Eskiden tamamına aşırı saygı duyduğum x kuşağının mensuplarıdır. Bazılarının sapıklık, cahillik ve bencillik düzeyini gördükçe bu saygıda da epey seyrelme oldu. Eski her yaşlıya katıksız saygı durumunu sürdüremedim.
Ancak bazı insanlar yaşlıları çok severler, hatta bu sevgiyi ileriye taşıyıp onlara olmadık şekillerde ve sapkınca yükselip gerontofillik yaparlar.
Eğer çocukluğunu ve gençliğini yaşayabilmiş ise, elalem ne der deyip ailesi tarafından baskılanmamış ise daha az huysuz ve gençlere karşı daha az öfkeli olabilen insanlardır kesinlikle şüphesiz..
Genelde yaşlıların kara kutusu olurum. iyi anlaştığımız için kime kızıyor, kimi seviyor hemen söylüyorlar. Ben de bu ağır sırlarla yaşamıma devam ediyorum.
sadece ''moruk'' olanları yok sayarım. ayrı tutarım.
bir çok konuda idare edilmesi gereken insanlardır.
kişiye göre icabında bir gözün kapalı ve bir kulağın tıkalı olması da gerektiği anlar olabilir.
kimisine de pür dikkat dinlemek gerekir-ki, bunların anlatımından hisse kapmak gerekir.
uğur Dündar üstadın bile son günlerde ki tavrını izlerseniz; yaşlılığın kaçınılmaz sonuçlarını görebilirsiniz.
yilmaz Özdil ile tam anlayıp dinlemeden yaşananlar;halk TV ile geçmişte kalan ne varsa yıkmalar..
yaşlılık bedensel,ruhsal ve cevredekiler için gerçekten zor bir süreç.
Bu yaşlarına kadar kendilerini kişisel olarak hiç geliştirmemelerine rağmen sırf yaşlı oldukları için yine kendilerini bilge zannedenlerdir. Her ailevi olayın içinde aktif rol alma ve kendi doğrularının mutlak doğru olduğuna inanma eğilimindeler.
Bana tek artıları ileride nasıl yaşlı insan olmamalıyım konusunda örnek olmaları.
torunlarının, çocukların kaçtığı insanlardır. en azından benim çevremdekiler böyle. aslında istedikleri sadece konuşmak, önemsenmek. ama kimsenin buna sabrı ve zamanı yok. her şeye var onlara yok. onlara ölmeden kıymet vermek, vakit geçirmek lazım yoksa çok geç oluyor.

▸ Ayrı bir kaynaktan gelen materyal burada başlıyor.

PR #20732, opened 2025-08-13
native send form can pre-fill invalid feePerUnit decimals

### LINKED ISSUE #20734: Its possible to have 3 decimals in fee when only 2 is allowed
**Describe the bug**
Sometimes fee can be automatically set to 3 decimals instead of 2 and user can't proceed with sending the transactions.

**How to reproduce**

Don't have any 100% steps unfortunately.

**Screenshots**

https://github.com/user-attachments/assets/794c10e5-a108-4e4b-ba56-6c41b3caaf78

vytick:
We didn't previously make sure we pre-fill fee data with correct max amount of decimals than what we later validate. It caused issues at least with Litecoin, where we pre-filed 3 decimals, but fee form validation rejected this because 2 decimals were expected. Unless user set custom fee with less decimals, he then wasn't allowed to send LTC

This fix introduces sanitising for the form before we insert pre-filed data. 

https://github.com/user-attachments/assets/0f355802-a47e-4a72-b8b5-6d8de28e9bfe

Resolve #20734

🔍🖥️ **Suite native android test results:** [View in Currents](https://app.currents.dev/projects/iUe1Y4/runs?branch=fix/native/send-fees-form-decimal-validation&lookback=7)

### DIFF
--- a/suite-native/module-send/src/sendFeesFormSchema.ts
+++ b/suite-native/module-send/src/sendFeesFormSchema.ts
@@ -1,13 +1,14 @@
 import { yup } from '@suite-common/validators';
-import { NetworkType } from '@suite-common/wallet-config';
+import { NetworkSymbol, getNetwork } from '@suite-common/wallet-config';
 import { FeeInfo } from '@suite-common/wallet-types';
 import { isDecimalsValid } from '@suite-common/wallet-utils';
 import { BigNumber } from '@trezor/utils';
 
 import { NativeSupportedFeeLevel } from './types';
+import { getFeeDecimals } from './utils';
 
 type SendFeesFormContext = {
-    networkType?: NetworkType;
+    symbol?: NetworkSymbol;
     networkFeeInfo?: FeeInfo;
     minimalFeeLimit?: string;
 };
@@ -30,17 +31,17 @@ export const sendFeesFormValidationSchema = yup.object({
             (value, { options: { context } }: yup.TestContext<SendFeesFormContext>) => {
                 if (!value) return true;
 
-                const { networkFeeInfo, networkType } = context!;
+                const { networkFeeInfo, symbol } = context!;
+
+                if (!symbol) return false;
+
+                const { networkType } = getNetwork(symbol);
+
                 if (!networkFeeInfo || !networkType) return false;
 
-                if (networkType !== 'bitcoin' && networkType !== 'ethereum') return true;
+                const maxDecimals = getFeeDecimals({ symbol });
 
-                let maxDecimals = 0;
-                if (networkType === 'bitcoin') {
-                    maxDecimals = 2;
-                } else if (networkType === 'ethereum') {
-                    maxDecimals = 9;
-                }
+                if (maxDecimals === null) return true;
 
                 return isDecimalsValid(value, maxDecimals);
             },
@@ -80,7 +81,10 @@ export const sendFeesFormValidationSchema = yup.object({
             'fee-limit-too-low',
             'Value is too low.',
             (value, { options: { context } }: yup.TestContext<SendFeesFormContext>) => {
-                const { networkType, minimalFeeLimit } = context!;
+                const { symbol, minimalFeeLimit } = context!;
+                if (!symbol) return true;
+
+                const { networkType } = getNetwork(symbol);
 
                 // Fee limit is used only for Ethereum, pass this validation for other networks.
                 if (networkType !== 'ethereum') return true;
--- a/suite-native/module-send/src/utils.ts
+++ b/suite-native/module-send/src/utils.ts
@@ -1,6 +1,8 @@
+import { NetworkSymbol, getNetwork } from '@suite-common/wallet-config';
 import { FormState, TokenAddress } from '@suite-common/wallet-types';
 import { Utxo } from '@trezor/blockchain-link-types';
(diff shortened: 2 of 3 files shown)


suite-native/module-send/src/utils.ts
```diff
@@ -40,3 +42,65 @@ export const constructFormDraft = ({
...
+        default:
+            return null;
+    }
+};
+
+const getValueAsString = (value: string | BigNumber) =>
+    typeof value === 'string' ? value : value.toString();
+
+const getValueAsBigNumber = (value: string | BigNumber) =>
+    typeof typeof value === 'string' ? new BigNumber(value) : (value as BigNumber);
```
PeKne: duplicated typeof

PeKne: Also why is the `as BigNumber` needed? could not we just call BigNumber(value) and remove this util function completely?

suite-native/module-send/src/utils.ts
```diff
@@ -40,3 +42,65 @@ export const constructFormDraft = ({
 
 export const isSameUtxo = (utxo1: Utxo, utxo2: Utxo): boolean =>
     utxo1.txid === utxo2.txid && utxo1.vout === utxo2.vout;
+
+export const getFeeDecimals = ({ symbol }: { symbol: NetworkSymbol }) => {
+    const network = getNetwork(symbol);
+
+    switch (network.networkType) {
+        case 'ethereum': {
+            return hasNetworkSettlementLayer(symbol) ? 4 : 2;
```
PeKne: there was `9` originally. Is it intentional change?

suite-native/module-send/src/sendFeesFormSchema.ts
```diff
@@ -30,17 +31,19 @@ export const sendFeesFormValidationSchema = yup.object({
...
 
-                let maxDecimals = 0;
-                if (networkType === 'bitcoin') {
-                    maxDecimals = 2;
-                } else if (networkType === 'ethereum') {
-                    maxDecimals = 9;
-                }
+                const maxDecimals = getFeeDecimals({ symbol });
+
+                if (!maxDecimals) return true;
```
PeKne: nit: this if statement should be never true, few lines above there is a check that ensures that

``` 
if (networkType !== 'bitcoin' && networkType !== 'ethereum') return true;

```

Feel free to resolve this comment without further change.

suite-native/module-send/src/utils.ts
```diff
@@ -40,3 +42,65 @@ export const constructFormDraft = ({
...
+            const multiplier = Math.pow(10, decimals);
+            const value = Math.ceil(Number(feeRate) * multiplier) / multiplier;
+
+            return value.toFixed(decimals);
+        }
+
+        case 'bitcoin': {
+            const feeBn = getValueAsBigNumber(feeRate);
+
+            return feeBn.toFixed(decimals);
```
PeKne:
```suggestion
            return String(feeRate)
```
should be enough.

suite-native/module-send/src/utils.ts
```diff
@@ -40,3 +42,65 @@ export const constructFormDraft = ({
...
+            return 2;
+        }
+
+        default:
+            return null;
+    }
+};
+
+const getValueAsString = (value: string | BigNumber) =>
+    typeof value === 'string' ? value : value.toString();
```
PeKne: this util is IMO unnecessary. String(value) should do the trick.

PeKne (approved):
Minor code style issues.

suite-native/module-send/src/utils.ts
vytick: This is what they have in desktop and I took from [here](https://github.com/trezor/trezor-suite/tree/develop/packages/product-components/src/components/FeeRate/FeeRate.tsx#L18)

suite-native/module-send/src/utils.ts
vytick: String() does  not trim decimals

suite-native/module-send/src/utils.ts
vytick: Looking into it once more and 2 and 4 digits are used for normal fees, not for custom fees. Reverting back to 9. Good call 👍

vytick: updated in 729c7b60bb

suite-native/module-send/src/sendFeesFormSchema.ts
vytick: changed in 729c7b60bb

suite-native/module-send/src/utils.ts
vytick: 729c7b60bb

suite-native/module-send/src/utils.ts
vytick: simplified in 729c7b60bb

suite-native/module-send/src/utils.ts
vytick: simplified in 729c7b60bb

PeKne (approved):

STew790:
**QA OK**
I am not able to reproduce this.

**Info**
25.8.1 (⁠[5be07bb](https://github.com/trezor/trezor-suite/commit/5be07bba057d4088e46bde3dc773019537ce3461))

Yolda görünce çok üzüldüğüm insanlardır.
Bazılarının elinde baston var, yürümeye çalışıyor, bazıları yanındakilerin kolundan güç alarak yürümeye çalışıyor. Göz göze geldiğimizde de çoğu bana gülümsüyor.
Akıllarından ne geçtiğini tahmin ediyorum o an. “Gençliğinin kıymetini biliyorsundur umarım” gülümsemesi gibi.
Keşke bu insanlar hiç yorulmasa, keşke bu insanların elleri hiç titremese.
Bazen yolda mendil satan güzel amcalar, teyzeler görüyorum. Keşke hiç satmak zorunda kalmasalar.
Ellerinden gelen tek iş bu ama.
Onları görünce düşünüyorum, benim annem de burada, tam da burada böylece oturup mendil satabilirdi diye.
Bazen bu görüntülerle karşılaşmamak için günlerce dışarı çıkmadığım da oluyor.
Keşke süper güçlerim olsaydı.
bazı zamanlar çok farklı ve de çok doğru düşüncelere sahip olabilen insanlar. evet az önce anneannem kırk yıl düşünsem aklıma gelmeyecek ama aslında çok da mantıklı bir öğütte bulundu ve bir hatadan dönmeme vesile oldu. olaya çok çok farklı bir perspektiften yorum getirdi kendisi, hayat tecrübesi bu olsa gerek. sevelim kıymetini bilelim onların.